This is a hard post to write, but I need to get the clutter out of my brain and this just happens to be the place to do it.
Today I sent a message to the amazing woman in Serbia who is facilitating our adoption and asked her about the foster family that is currently caring for Ana-Sophia. I wanted to see if they know about our family and I was curious if I would have any contact with them before we actually arrive in country. I blogged a while back about the institutions in Serbia. The Serbian government is doing their best to increase the number of foster homes in the country in order to reduce the number of children who are living in institutions. For reasons that I can’t quite grasp, those foster families are not allowed to adopt the children that they love and care for. The facilitator has told us that we will be the first family to adopt a child that has been placed in a foster home. The whole scenario has given me very mixed emotions.

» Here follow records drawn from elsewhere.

PR #642, opened 2014-07-26
Fixes broken YAML array

konklone:
This was mingling reddit and Stack Exchange data, and hiding Reddit from the list.


jdavis:
Nice find! That's actually a really interesting side effect of that syntax specification in YAML.

PR #653, opened 2014-07-31
added Netflix and iTunes

Carlgo11:


mxxcon:
Do we need itunes if we already have apple?

Carlgo11:
uhm yeah I think so

jdavis:
iTunes and an Apple ID are the same. I don't think iTunes should be on there.

Carlgo11:
@jdavis Okay. Anything else?

mxxcon:
@Carlgo11 is Netflix the logo correct? For me github shows it as broken image.

dsoegijono:
@mxxcon Netflix logo looks right to me.

PR #655, opened 2014-08-05
Update providers.yml

HiDeveloperDev:
Thanks for quick reply :) - done suggested change.


dsoegijono:
It should be sorted alphabetically (although I see a few of them aren't in their right place). I might go in and fix them after you're done.

You should also fix the indentation of your entry.

You can also remove `tfa: Yes` because it's not needed for providers.

dsoegijono:
Moved to #656

PR #656, opened 2014-08-06
Add SecSign

HiDeveloperDev:

PR #657, opened 2014-08-06
Add image, for #656

dsoegijono:


mxxcon:
@dsoegijono what you could've done instead of this separate PR was to send a PR to `HiDeveloperDev:patch-5`. Once he accepted it, it would've showed up in PR #656.

dsoegijono:
Got it. Thanks 😀

PR #659, opened 2014-08-06
Adding Wealthfront

gregschwartz:
`ruby verify.rb` shows no errors, and testing it looks right.


mxxcon:
should it be under `banking`, `finance` or `investing`? :confused:

gregschwartz:
Hmm. Actually you're right, it should be under investing. (Looks like
you're using "finance" more for aggregation than individual services. And I
don't think it's banking; you cannot, for example, write checks from
there.)

gregschwartz:
Updated.

jdavis:
Yup, the investing section is a better fit. This looks good to me even though the icon is 34x34 instead of 32x32 :smile:

gregschwartz:
Whoops! I must have made a typo when I resized it. 

Thanks!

When we first committed to the adoption, we learned that Ana-Sophia’s birth mother was mentally disabled and was unable to care for her. My feelings regarding this woman who gave her life have ranged from anger to walking through grace and eventually finding myself humbly grateful and somewhat saddened for her loss.
My feelings toward the foster family have been different. While I have been immeasurably thankful for the fact that they are caring for her, I have also dealt with some pretty strong fears about the environment they are providing and about how they may be treating her now that they have the knowledge that she is being adopted.

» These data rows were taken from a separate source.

PR #673, opened 2014-08-09
Added conversation with Mojang support

Carlgo11:
I recently contacted Mojang support about 2FA.
Thought it would be good to show their reply.


dsoegijono:
I don't think this is necessary. They don't have TFA and don't have plans to implement it. I think the `tfa: No` is enough.

Carlgo11:
ok

jdavis:
Great thought though, @Carlgo11. :smile:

Before I write about today, I have to say that I have ALWAYS said that I could not be a foster parent because I could not deal with the loss. I just don’t think I’m capable of loving a child as my own with the knowledge in the back of my head that the child could be taken at any moment.

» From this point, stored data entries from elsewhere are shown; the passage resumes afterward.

PR #729, opened 2014-08-27
Added Entersekt provider

altusvantonder:
Please use the PNG image (entersekt.png) commited by michaelmatthee in #677

PR #731, opened 2014-08-28
Added Entersekt

altusvantonder:
I discussed this at length with @Carlgo11


mxxcon:
Ok...so what exactly did you discuss?

jdavis:
@altusvantonder Are you referring to the email you sent to @Carlgo11?

altusvantonder:
@jdavis that is correct; pls merge.

mxxcon:
@altusvantonder This is not how opensource and peer-reviewed development works. You can't just email somebody behind the closed doors and expect everybody else to fall in line.
As I said in the previous PR, "marketing positioning" is irrelevant to this site. Being a useful resource to users is the primary concern.
If there's a justifiable reason beyond just marketing, post it here. Otherwise :-1:

Carlgo11:
I'd just like to point out that I'm completely nutral in this question.

altusvantonder:
@mxxcon I am afraid you are missing the point. Exactly why I did not open the discussion here - there were too many people trying to form opinions when they in fact have no affiliation with Entersekt and have no understanding of the products being discussed.

This is not about marketing at all, or any other discussion we could open. This is about the current info on the site that is simply wrong. That is the one and only point. 

I engaged via email to users who seemed to understand and explained that the current info is neither correct nor helpful. We appreciate the efforts to make the web safer and inform the general public about security and especially two factor solutions. This is definitely needed and well received. Hence our need to correct the incorrect info. Transakt is merely a phone app - is does nothing on it's own. So it cannot be a provider or help with two factor in any way. Entersekt is the provider of the two factor system which entails a lot more than the phone app alone.

So, yet again: the only point to discuss is rectifying the incorrect branding (let's not call it marketing then) so that the website provides correct information about the applicable two factor solutions.

I trust you will find this helpful and we can put this to rest. Thanks.

dsoegijono:
I think you're being unnecessarily combative. All @mxxcon and I wanted to know is the reason why we should use Entersekt instead of Transakt. And you refused to give is a reason while forcing a merge. If you just said what you said above, we would consider it and resolve this.

altusvantonder:
I appreciate the comment. Although I explained all of this in #729 already, yet my slight frustration. Apologies if it came over too harsh - it was not the intention.

So I gather that this makes sense now?

mxxcon:
Transakt is merely a phone app. But so is Google Authenticator or FreeOTP. They also do nothing on their own. Yet there's no question for them to be there.
If I, as a user, were to come to https://www.entersekt.com/ I'd leave it in about 40 seconds in frustration because I couldn't find useful/relevant information there. All I see are marketing blurbs.
If I were to come to https://gettransakt.com I see 4 clear buttons to each platform and I'm done.

@altusvantonder your explanation in 729 is

> It goes against our marketing (branding) positioning. 

And at least for me that's not a good enough reason to confuse and frustrate users.

altusvantonder:
@mxxcon I can see your reasoning. However, this is not how we define our brand and products. So from Entersekt's perspective this is not correct and it is not how any of our clients and customers view it. The provider should be Entersekt, and Transakt is merely the phone app.

And again this is not about marketing. If you are using our brand in any way on a site then we would appreciate it being used correctly. The point is surely to convey the correct information?

Google does a myriad of other things apart from two factor. Entersekt specializes in only two factor. So it is indeed a bit different.

Carlgo11:
Well, Yubico is listed on the site and not YubiKey.

altusvantonder:
Yet again I see your reasoning; and we can come up with countless more examples supposedly for and against.

However, the only matter of importance here is that our brand is used incorrectly on the website. As the brand and trademark owner, Entersekt has the sole discretion on what constitutes correct brand usage. Entersekt's branding standpoints have been made very clear throughout this discussion and it won't change. Respectfully meant, any other opinion on the matter from external parties is simply irrelevant when determining correct usage.

I acknowledge that you may not agree (and may never agree), but your agreement is not required - only compliance is required when you do in fact use a brand and trademarks not owned by you on any website. I trust in your comprehension of the matter.

mxxcon:
@altusvantonder If you are going to incorrectly flaunt trademark and copyright laws and try to bully and threaten this site then _I feel_ it's best to completely remove all references to Entersekt/Transakt and both of us be on our way.

altusvantonder:
@mxxcon I fear everyone has been too emotional about this from the start. Nobody is flaunting anything, nor threatening anybody. This has only been a discussion and I would like it to remain as such.

The core matter which you fail to comprehend is that you are using the Entersekt brand incorrectly. I completely fail to understand why you deliberately insist to go against all whishes expressed and insist on driving your own opinion. It is simply about right and wrong, not about anything else you seem to read into the discussion. Please refrain from diverting the discussion to all kinds of sinister and unnecessary sub-matters.

From the interaction you seem like an intelligent person and as I stated numerous times I see your arguments and they have definite merit. However, in the usage of Entersekt's name and brands you simply do not dictate the positioning. So it is in no way disrespectful to your points of view, it is simply how it works.

Carlgo11:
This discussion is getting out of hand. I'm locking this thread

So today I asked about the foster family. I wanted to know how they felt about the adoption and my prayer from the beginning of the process has been that we have contact with them.
From our facilitator:
“Yes, Sophia’s foster family knows that she is being adopted.And,no,no personal contacts with the foster family are allowed.Actually,the foster family won’t be happy because of Sophia’s adoption,but they are good people,and I’m SURE they won’t make any trouble during your contacts with this little girl.I talked to them earlier,and they don’t think Sophia should be adopted at all yet. They love her dearly.”
So here I am, the person doing the taking. This family is experiencing the same exact pain that I have always chosen to avoid. I am so extremely thankful for the fact that they love my child. But, at this very moment my heart is breaking for them. The day we actually take Ana-Sophia from their home will be a hard one.